Below are records; how many of their lines contain "calling"? Reply with the number and no other words.

======== Material supplied ========

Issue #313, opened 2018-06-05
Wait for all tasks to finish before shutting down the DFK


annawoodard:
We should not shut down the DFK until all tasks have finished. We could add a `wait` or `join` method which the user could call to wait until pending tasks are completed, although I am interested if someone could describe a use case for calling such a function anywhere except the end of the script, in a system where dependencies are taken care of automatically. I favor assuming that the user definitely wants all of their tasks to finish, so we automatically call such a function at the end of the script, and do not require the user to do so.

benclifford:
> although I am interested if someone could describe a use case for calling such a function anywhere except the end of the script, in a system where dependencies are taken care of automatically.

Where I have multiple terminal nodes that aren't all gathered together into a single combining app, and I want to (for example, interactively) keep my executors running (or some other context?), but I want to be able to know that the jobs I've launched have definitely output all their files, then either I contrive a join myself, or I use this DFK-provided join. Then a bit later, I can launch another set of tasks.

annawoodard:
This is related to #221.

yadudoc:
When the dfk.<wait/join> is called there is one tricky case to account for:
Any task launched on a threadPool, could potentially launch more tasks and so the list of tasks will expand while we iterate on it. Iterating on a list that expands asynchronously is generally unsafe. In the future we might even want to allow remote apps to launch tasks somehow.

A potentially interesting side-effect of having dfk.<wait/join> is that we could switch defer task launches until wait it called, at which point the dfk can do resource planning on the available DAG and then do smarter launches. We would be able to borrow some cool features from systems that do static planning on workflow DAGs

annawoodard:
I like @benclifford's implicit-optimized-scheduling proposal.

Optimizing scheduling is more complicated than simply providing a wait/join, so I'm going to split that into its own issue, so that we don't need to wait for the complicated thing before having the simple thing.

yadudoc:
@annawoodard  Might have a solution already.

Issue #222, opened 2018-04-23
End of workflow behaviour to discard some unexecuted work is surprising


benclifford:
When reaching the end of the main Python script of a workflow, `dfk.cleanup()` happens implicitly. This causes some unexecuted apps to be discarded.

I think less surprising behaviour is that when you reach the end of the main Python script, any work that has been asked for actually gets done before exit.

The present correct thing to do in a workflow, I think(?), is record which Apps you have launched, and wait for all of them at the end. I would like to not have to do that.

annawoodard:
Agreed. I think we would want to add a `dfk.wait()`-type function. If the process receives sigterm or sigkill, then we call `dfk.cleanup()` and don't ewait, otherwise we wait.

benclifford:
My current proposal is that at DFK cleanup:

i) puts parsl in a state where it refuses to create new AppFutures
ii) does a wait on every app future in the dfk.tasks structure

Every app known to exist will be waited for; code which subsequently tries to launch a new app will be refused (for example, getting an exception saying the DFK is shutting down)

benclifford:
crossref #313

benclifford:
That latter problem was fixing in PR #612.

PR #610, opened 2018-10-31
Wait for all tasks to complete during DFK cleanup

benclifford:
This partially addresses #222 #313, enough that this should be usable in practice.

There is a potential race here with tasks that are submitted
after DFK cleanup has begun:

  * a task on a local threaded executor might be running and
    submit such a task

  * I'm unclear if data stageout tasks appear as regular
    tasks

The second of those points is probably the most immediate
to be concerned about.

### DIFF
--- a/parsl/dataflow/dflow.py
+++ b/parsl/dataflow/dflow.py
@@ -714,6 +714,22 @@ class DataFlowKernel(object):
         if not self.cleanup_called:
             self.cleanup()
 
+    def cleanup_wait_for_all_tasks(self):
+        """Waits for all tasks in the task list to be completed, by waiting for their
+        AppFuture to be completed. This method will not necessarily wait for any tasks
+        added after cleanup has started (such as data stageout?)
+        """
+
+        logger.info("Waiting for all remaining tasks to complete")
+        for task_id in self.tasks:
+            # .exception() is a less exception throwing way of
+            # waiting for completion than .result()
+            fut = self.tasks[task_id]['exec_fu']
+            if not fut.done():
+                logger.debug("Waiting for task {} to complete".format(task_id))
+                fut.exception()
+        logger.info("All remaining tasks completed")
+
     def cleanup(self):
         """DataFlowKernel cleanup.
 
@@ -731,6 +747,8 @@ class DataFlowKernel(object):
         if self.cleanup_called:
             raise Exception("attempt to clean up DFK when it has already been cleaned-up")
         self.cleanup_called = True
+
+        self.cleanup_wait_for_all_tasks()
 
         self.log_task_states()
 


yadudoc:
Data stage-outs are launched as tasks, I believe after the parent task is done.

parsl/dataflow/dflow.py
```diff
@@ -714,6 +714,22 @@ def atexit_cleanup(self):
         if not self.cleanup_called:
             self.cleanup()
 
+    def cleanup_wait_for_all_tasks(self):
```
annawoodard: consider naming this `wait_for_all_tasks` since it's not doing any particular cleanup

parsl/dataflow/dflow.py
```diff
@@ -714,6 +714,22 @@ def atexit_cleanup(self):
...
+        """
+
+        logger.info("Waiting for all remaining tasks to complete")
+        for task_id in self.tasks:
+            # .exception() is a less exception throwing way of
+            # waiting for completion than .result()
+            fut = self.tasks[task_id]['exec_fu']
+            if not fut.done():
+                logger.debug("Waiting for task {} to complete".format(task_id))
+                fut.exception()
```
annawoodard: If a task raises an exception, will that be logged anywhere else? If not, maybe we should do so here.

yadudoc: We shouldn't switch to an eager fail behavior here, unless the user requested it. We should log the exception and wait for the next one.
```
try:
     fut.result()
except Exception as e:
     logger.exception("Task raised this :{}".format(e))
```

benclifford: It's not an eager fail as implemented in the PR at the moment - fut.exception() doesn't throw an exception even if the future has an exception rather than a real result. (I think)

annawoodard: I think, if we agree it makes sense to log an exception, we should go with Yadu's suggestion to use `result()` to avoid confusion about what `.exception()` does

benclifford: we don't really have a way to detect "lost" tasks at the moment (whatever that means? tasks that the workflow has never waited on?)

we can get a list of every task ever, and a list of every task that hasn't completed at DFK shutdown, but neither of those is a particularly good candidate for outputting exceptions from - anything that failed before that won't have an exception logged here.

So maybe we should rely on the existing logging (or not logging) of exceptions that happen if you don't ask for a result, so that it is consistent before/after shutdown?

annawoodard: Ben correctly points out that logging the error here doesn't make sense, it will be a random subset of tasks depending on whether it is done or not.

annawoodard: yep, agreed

========
======== Material supplied ========

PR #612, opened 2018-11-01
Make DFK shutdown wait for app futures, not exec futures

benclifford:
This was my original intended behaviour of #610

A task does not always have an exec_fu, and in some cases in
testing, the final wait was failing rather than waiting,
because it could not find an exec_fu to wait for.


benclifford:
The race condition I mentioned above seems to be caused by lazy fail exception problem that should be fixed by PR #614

========

Result of this exercise: 2